- TASK DATA -
PR #5806, opened 2019-05-29
removed duplicates of commands done in 'update'

vss888:
The following is already done in 'update':
``` python
params = np.array(params, ndmin=1)
```
and
``` python
if not transformed:
    params = self.transform_params(params)
```
and so there is no need to do them twice.

The changes are very simple, but it would be nice to run whatever tests exists for the code (which I do not know how to run). I plan to create small and simple bite size pull requests, which are easy to create and easy to review.

### DIFF
--- a/statsmodels/tsa/statespace/mlemodel.py
+++ b/statsmodels/tsa/statespace/mlemodel.py
@@ -541,11 +541,7 @@ class MLEModel(tsbase.TimeSeriesModel):
             Additional keyword arguments to pass to the Kalman filter. See
             `KalmanFilter.filter` for more details.
         """
-        params = np.array(params, ndmin=1)
-
-        if not transformed:
-            params = self.transform_params(params)
-        self.update(params, transformed=True, complex_step=complex_step)
+        self.update(params, transformed=transformed, complex_step=complex_step)
 
         # Save the parameter names
         self.data.param_names = self.param_names
@@ -587,11 +583,7 @@ class MLEModel(tsbase.TimeSeriesModel):
             Additional keyword arguments to pass to the Kalman filter. See
             `KalmanFilter.filter` for more details.
         """
-        params = np.array(params, ndmin=1)
-
-        if not transformed:
-            params = self.transform_params(params)
-        self.update(params, transformed=True, complex_step=complex_step)
+        self.update(params, transformed=transformed, complex_step=complex_step)
 
         # Save the parameter names
         self.data.param_names = self.param_names
@@ -645,10 +637,7 @@ class MLEModel(tsbase.TimeSeriesModel):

- WORK TASK -
Write out every entry verbatim.

- ANSWER SECTION -
PR #5806, opened 2019-05-29
removed duplicates of commands done in 'update'

vss888:
The following is already done in 'update':
``` python
params = np.array(params, ndmin=1)
```
and
``` python
if not transformed:
    params = self.transform_params(params)
```
and so there is no need to do them twice.

The changes are very simple, but it would be nice to run whatever tests exists for the code (which I do not know how to run). I plan to create small and simple bite size pull requests, which are easy to create and easy to review.

### DIFF
--- a/statsmodels/tsa/statespace/mlemodel.py
+++ b/statsmodels/tsa/statespace/mlemodel.py
@@ -541,11 +541,7 @@ class MLEModel(tsbase.TimeSeriesModel):
             Additional keyword arguments to pass to the Kalman filter. See
             `KalmanFilter.filter` for more details.
         """
-        params = np.array(params, ndmin=1)
-
-        if not transformed:
-            params = self.transform_params(params)
-        self.update(params, transformed=True, complex_step=complex_step)
+        self.update(params, transformed=transformed, complex_step=complex_step)
 
         # Save the parameter names
         self.data.param_names = self.param_names
@@ -587,11 +583,7 @@ class MLEModel(tsbase.TimeSeriesModel):
             Additional keyword arguments to pass to the Kalman filter. See
             `KalmanFilter.filter` for more details.
         """
-        params = np.array(params, ndmin=1)
-
-        if not transformed:
-            params = self.transform_params(params)
-        self.update(params, transformed=True, complex_step=complex_step)
+        self.update(params, transformed=transformed, complex_step=complex_step)
 
         # Save the parameter names
         self.data.param_names = self.param_names
@@ -645,10 +637,7 @@ class MLEModel(tsbase.TimeSeriesModel):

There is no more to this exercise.